Amy Inspired - Bethany Pierce [86]
“Well, I felt things for you.You’re funny and sexy and talented.” I sounded so angry the compliments sounded more like indictments. “You even like my stories.”
He smiled. He looked at me the way every woman wants to be looked at. “Amy Gallagher, you are the most interesting woman I have ever had the misfortune of living with.”
“What about ‘you’re beautiful’,” I said. “Or ‘I’m deeply attracted to your intelligence.’ ”
He told me I was beautiful and gently touched my cheek, ran his thumb across my lower lip. He told me he was very attracted to my intelligence. He would have kissed me if I’d let him.
I told him to take me the rest of the way home.
We walked side by side. When he reached for my hand I let him. He laced his fingers through mine. The streets were empty, and in the moment’s anonymity I was free to enjoy what it would be like to belong to Eli. All our other many walks through campus, hands in pockets and cautious distance between our bodies, seemed unnatural in retrospect.
I asked what he was going to say to Jillian.
“I don’t know,” he said. “I haven’t quite figured that out yet.”
“You have to tell her.”
“Of course I have to tell her.” He let go of my hand, slipped it back in his pocket.
“Look,” I said. “I’m not interested in anything that’s not going to be serious from the beginning.”
“Neither am I.”
“I don’t want to date and I don’t want to mess around.”
“We’re in total agreement then.”
I crossed my arms. “There’s no way you and I would ever work.”
“Why not?” He shrugged, half laughed, as if I’d given him reason to hope.
“We don’t want the same things,” I said, exasperated by his good humor.
“Try me.”
I tried to imagine Eli holding a child or balancing a checkbook. With complete honesty I confessed, “I don’t even know where to start.”
“I promise you, I’m breaking up with Jillian.”
Of all the things he could have said. That he would so fervently offer her disappointment as foundation for my happiness made me sick to my stomach.

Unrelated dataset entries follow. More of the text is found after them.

PR #7084, opened 2026-08-02
fix(l1): price the empty EIP-8272 reference list byte

AnkushinDaniil:
`recent_root_calldata()` returns an empty vector when `recent_root_references` is empty, so an empty list is charged nothing. On the wire the field is still present: `rlp([])` is the single byte `0xc0`, and EIP-8141 prices the whole payload as transaction data.

The gap is 64 gas on the EIP-7623 floor, which is a consensus split against a client that charges the byte — that is how it surfaced, as a `-64007402496 wei` balance divergence on a two-client devnet.

The existing unit test is updated: the expected calldata cost gains one non-zero token.

### DIFF
--- a/crates/common/types/transaction.rs
+++ b/crates/common/types/transaction.rs
@@ -2343,12 +2343,9 @@ impl FrameTransaction {
     /// EIP-8272 `recent_root_calldata`: `rlp(recent_root_references)`. The bytes
     /// this EIP adds to the payload are priced exactly as EIP-8141 prices frame
     /// and signature data, so they enter both `data_cost` and `calldata_tokens`.
-    /// Empty when no reference is declared, so a reference-free transaction's
-    /// gas is exactly the EIP-8141 figure.
+    /// An empty list still encodes as `0xc0` and occupies that byte on the wire,
+    /// so it is priced; only `recent_root_reference_intrinsic_gas` is waived.
     pub fn recent_root_calldata(&self) -> Vec<u8> {
-        if self.recent_root_references.is_empty() {
-            return Vec::new();
-        }
         let mut buf = Vec::new();
         self.recent_root_references.encode(&mut buf);
         buf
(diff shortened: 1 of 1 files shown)


crates/common/types/transaction.rs
```diff
@@ -5773,6 +5772,13 @@ mod tests {
         );
     }
 
+    #[test]
+    fn empty_recent_root_reference_list_is_charged_the_byte_it_occupies() {
+        let mut tx = make_test_frame_tx();
+        tx.recent_root_references = vec![];
+        assert_eq!(tx.recent_root_calldata(), vec![0xc0]);
```
ElFantasma, line 5782: nit: this asserts the helper's *encoding*, not that the byte is charged, so it doesn't guard the bug the name describes. Restoring the early return in either consumer — `data_cost` at :2301 or `calldata_tokens` at :2324, e.g. `if refs.is_empty() { 0 } else { ... }` — leaves `recent_root_calldata()` untouched and this test green, while the 64-gas divergence is back.

The real guard is already in the updated `recent_root_references_are_charged_calldata_gas`: its `calldata - 16` only holds because `base` now pays for the `0xc0`, so reintroducing the skip breaks that delta. So this is a naming/strength point, not a coverage hole.

Asserting the charge directly would make it match the name and cover the consumers too:

```rust
// 0xc0 is one non-zero byte: +16 on data_cost, and
// 1 * STANDARD_TOKEN_COST(4) * TOTAL_COST_FLOOR_PER_TOKEN(16) = +64 on the floor
let with_empty = tx.calldata_floor_gas();
tx.recent_root_references = vec![/* one ref */];
assert_eq!(tx.calldata_floor_gas() - with_empty, (refs_len - 1) as u64 * 64);
```

Or simply rename it to say what it checks (`empty_recent_root_reference_list_encodes_as_one_byte`).

AnkushinDaniil: The test now measures the charge instead of the encoding: it takes `calldata_floor_gas` with an empty list, adds one reference, and asserts the delta is exactly the added bytes times `FRAME_TX_STANDARD_TOKEN_COST` times `FRAME_TX_TOTAL_COST_FLOOR_PER_TOKEN`. Putting the `is_empty` skip back into `calldata_tokens` fails it, which I checked before and after.

ElFantasma (approved):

“That’s too convenient, Eli.”
“Why does it have to be hard?”
“Shouldn’t it be? Shouldn’t breaking up with someone you’ve been with this long at least be a little hard?”
“That’s not what I meant.”
“Jillian adores you,” I said. “You have to at least try to make it right with her.”
“You’ve become quite the expert on someone you’ve never met.” He began to say something, stopped, then said it anyway with a spitefully calculated superiority: “Don’t flatter yourself that you’re the only problem we’ve been having. You have no idea what she needs.”
“What she needs? Isn’t this about what you need? You live like there’s no consequence, like you can walk away and live your own life and no one’s the better or worse, but nobody lives like that, Eli. When you leave you hurt people, and there’s nothing you can say about your work or your art or your needs that will justify it.”
He was taken aback. “What are you talking about?”
Beyond his pretense of innocence I recognized the likeness of my father, the ever affable, the ever apologizing, the man whose love wasn’t enough. What kind of idiot would I be to make myself the moving target for the same misery Jillian would suffer tomorrow?
The torrent came easily, and each spiteful word filled me with relief: “You don’t care what people think of you and you think that gives you license to do whatever you want without consequence. You’re done with Jillian? Walk out on Jillian.You’re done with your aunt? Walk out on her, leave her alone after all she’s done for you.”
“Amy, wait a minute—”
“You’re not as independent as you’d like to think you are, Eli Morretti—you just delude yourself into thinking that just because no one follows your long meandering quests no one cares or misses you.”
“You don’t know anything about my family.” I had never seen him angry before. “My family,” he said fiercely, “is my business.”